(Dataset entries)
----
PR #948, opened 2019-07-30
Send shared_ptr instead of raw surface pointer from scene::Observer

wmww:
We discussed earlier using `weak_ptr` instead of `shared_ptr`, but I decided that would require otherwise unnecessary locks and checks. It would always be safe to assume the given weak pointer would be valid during the notification calls, but then why not indicate that with a shared_ptr? I think its fine to pass share_ptrs around as long as we only store weak pointers.

### DIFF
--- a/include/server/mir/scene/observer.h
+++ b/include/server/mir/scene/observer.h
@@ -33,18 +33,19 @@ class Surface;
 class Observer
 {
 public:
-    virtual void surface_added(Surface* surface) = 0;
-    virtual void surface_removed(Surface* surface) = 0;
+    virtual void surface_added(std::shared_ptr<Surface> surface) = 0;
+    virtual void surface_removed(std::shared_ptr<Surface> surface) = 0;
     virtual void surfaces_reordered() = 0;
-    
-    // Used to indicate the scene has changed in some way beyond the present surfaces
-    // and will require full recomposition.
+
+    /// Used to indicate the scene has changed in some way beyond the present surfaces
+    /// and will require full recomposition.
     virtual void scene_changed() = 0;
 
-    // Called at observer registration to notify of already existing surfaces.
-    virtual void surface_exists(Surface* surface) = 0;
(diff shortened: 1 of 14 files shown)


RAOF:
Is this meant to be stacked on the `NullSurfaceObserver` changes?

wmww:
Yes, and there's a bunch of conflicts when I try to rebase it out. Can we make a decision over there first? I don't mind dealing with the conflicts, but no need to do it twice.

include/server/mir/scene/observer.h
```diff
@@ -33,18 +33,19 @@ class Surface;
 class Observer
 {
 public:
-    virtual void surface_added(Surface* surface) = 0;
-    virtual void surface_removed(Surface* surface) = 0;
+    virtual void surface_added(std::shared_ptr<Surface> surface) = 0;
```
AlanGriffiths: Please use `std::shared_ptr<Surface>const&` to avoid unnecessary copies and the barriers they need.

wmww: Ack, will change when I get back to this

wmww: Done

src/server/input/surface_input_dispatcher.cpp
```diff
@@ -150,7 +152,10 @@ mi::SurfaceInputDispatcher::SurfaceInputDispatcher(std::shared_ptr<mi::Scene> co
       started(false)
 {
     scene_observer = std::make_shared<InputDispatcherSceneObserver>(
-        [this](ms::Surface* s){surface_removed(s);},
+        std::bind(
+            std::mem_fn(&SurfaceInputDispatcher::surface_removed),
+            this,
+            std::placeholders::_1),
```
AlanGriffiths: Lambdas should be preferred to std::bind (that's so very C++11). Something like:
```c++
        [this](auto const& s) { surface_removed(s); },
```

PR #952, opened 2019-08-02
Send wl_buffer.release on the Wayland thread

### LINKED ISSUE #951: Mir sends corrupt Wayland messages
There's an intermittent crash that manifests as either the client or Mir complaining of invalid data. GTK surfaces this as "Value is too large for defined data type", and Mir shows "error in client communication" (only one of the two happens, not both). Spoiler alert: its a race condition caused by `~WlShmBuffer()` sending `wl_buffer.release` on the wrong thread. I already have a fix, am just posting this so the issue is searchable and whatnot.

wmww:
Appears to fix a longstanding crash. The Wayland debug feature I built to detect thread errors tells me this was the only instance of such a problem in Mir (at least in the standard features I've tested with). Fixes #951

### DIFF
--- a/src/server/frontend_wayland/wl_surface.cpp
+++ b/src/server/frontend_wayland/wl_surface.cpp
@@ -337,6 +337,7 @@ void mf::WlSurface::commit(WlSurfaceState const& state)
             {
                 mir_buffer = WlShmBuffer::mir_buffer_from_wl_buffer(
                     buffer,
+                    executor,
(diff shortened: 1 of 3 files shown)


AlanGriffiths:
Running on 18.04 (in case it matters).

1. miral-app
2. Move cursor over the QTerminal window
3. Segmentation fault

wmww:
Reproduced and fixed the issue with QTerminal

PR #1571, opened 2020-06-29
XWaylandConnector: error if destroyed without being stopped

wmww:
There's thread safety issues if this ever happens. Lets make sure it doesn't.


wmww:
Oops, this won't compile until #1569 lands

PR #1575, opened 2020-06-29
Allow wayland::Weak to be created null

wmww:
Allow a `wayland::Weak` to be explicitly created null, and handle the case where it is created with a null pointer to a resource


wmww:
bors r=AlanGriffiths

RAOF:
Wow. Google cloud broken?

bors r=AlanGriffiths

PR #1576, opened 2020-06-30
Small performance test improvements

RAOF:


AlanGriffiths:
> From an abundance of caution I am going to dig a bit before borsing.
----
• **BRIEF**
Return, with no change at all, every line in the entries above from the line containing "mf::WlSurface::commit(WlSurfaceState const& state)" through the line containing "Reproduced and fixed the issue with QTerminal".

• **EXERCISE SOLUTION**
@@ -337,6 +337,7 @@ void mf::WlSurface::commit(WlSurfaceState const& state)
             {
                 mir_buffer = WlShmBuffer::mir_buffer_from_wl_buffer(
                     buffer,
+                    executor,
(diff shortened: 1 of 3 files shown)


AlanGriffiths:
Running on 18.04 (in case it matters).

1. miral-app
2. Move cursor over the QTerminal window
3. Segmentation fault

wmww:
Reproduced and fixed the issue with QTerminal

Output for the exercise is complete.